The reason that this $j$-value is an integer is due to the quadratic
field $\mathbb{Q}(\sqrt{-163})$ having
class number one, or equivalently that all positive-definite
integer binary quadratic forms of discriminant $-163$ are equivalent.

Added
I’ll try to explain the connection with binary quadratic forms. Consider
a quadratic form
$$Q(x,y)=ax^2+bxy+cy^2$$
with $a$, $b$ and $c$ integers. I’ll only consider forms $Q$ which are
primitive, so that $a$, $b$ and $c$ have no common factor $> 1$,
and positive-definite, that is $a > 0$ and the discriminant
$D=b^2-4ac < 0$. There is a notion of equivalence of quadratic forms,
and two primitive positive-definite forms $Q$ and $Q'(x,y)=a'x^2+b'xy+c'y^2$
(necessarily also of discriminant $D$) are equivalent if and only if
$$j\left(\frac{b+\sqrt{-D}}{2a}\right) =j\left(\frac{b'+\sqrt{-D}}{2a'}\right).$$
For each possible discriminant there are only finitely many equivalence
classes.

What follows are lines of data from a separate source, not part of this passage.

PR #632, opened 2020-05-28
BAQE-1421: Fix External Database tests that need download drivers

Sgitario:
JIRA Ticket: https://issues.redhat.com/browse/BAQE-1421
Description:
- Add new BUILD_ENGINE to the cekit command (by default, it uses podman and the jenkins node does not have it installed)
- Change the image name (it didn't match with the one in the templates.zip...)
- Fixed the repository (see more about this issue in https://issues.redhat.com/browse/RHPAM-2948)
- Removed unused "kie.jdbc.driver.binary.url" parameter
- Download driver only for propietary databases (oracle and sybase)

### DIFF
--- a/framework-cloud/framework-openshift/src/main/java/org/kie/cloud/openshift/database/driver/AbstractExternalDriver.java
+++ b/framework-cloud/framework-openshift/src/main/java/org/kie/cloud/openshift/database/driver/AbstractExternalDriver.java
@@ -16,12 +16,13 @@
 package org.kie.cloud.openshift.database.driver;
 
 import java.net.URL;
+import java.util.Optional;
 
 public abstract class AbstractExternalDriver implements ExternalDriver {
 
     @Override
     public String getSourceDockerTag() {
-        return "kiegroup/" + getImageName() + ":" + getImageVersion();
+        return "quay.io/kiegroup/" + getImageName() + ":" + getImageVersion();
     }
 
     @Override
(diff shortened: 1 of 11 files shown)


Sgitario:
Depends on https://github.com/jboss-integration/bxms-qe-tests/pull/3297

Sgitario:
@jakubschwan and @sutaakar can you take a look into this PR? Thanks.

framework-cloud/framework-openshift/src/main/java/org/kie/cloud/openshift/database/driver/AbstractExternalDriver.java
```diff
@@ -31,6 +31,11 @@ public String getTargetDockerTag(URL dockerUrl) {
 
     @Override
     public String getCekitImageBuildCommand() {
-        return "make build " + getName();
+        return "make build " + getName() + " BUILD_ENGINE=docker";
+    }
+
+    @Override
+    public String getJdbcDriverUrl() {
```
sutaakar, line 38: What about making the response Optional? That would reflect the fact that the driver URL doesn't have to be specified.

framework-cloud/framework-openshift/src/main/java/org/kie/cloud/openshift/database/driver/Db2ExternalDriver.java
```diff
@@ -31,4 +33,9 @@ public String getImageName() {
     public String getImageVersion() {
         return "11.1.4.4";
     }
+
+    @Override
+    public String getJdbcDriverUrl() {
```
sutaakar, line 38: DB2 can be built without external driver file. We can use it.

Sgitario: Thanks for spotting! Will revert this change.

framework-cloud/framework-openshift/src/main/java/org/kie/cloud/openshift/database/driver/AbstractExternalDriver.java
Sgitario: Changed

Thus we get a finite set of $j$-values for each discriminant, and
the big theorem is that they are the solutions of a monic algebraic equation
with integer coefficients. When there is only one class the equation has the
form $x-k=0$ where $x$ is an integer, and the $j$-value must be an integer.

My recommended reference for this is David Cox's book
Primes of the form $x^2+ny^2$. But these results appear towards
the end of this 350-page book.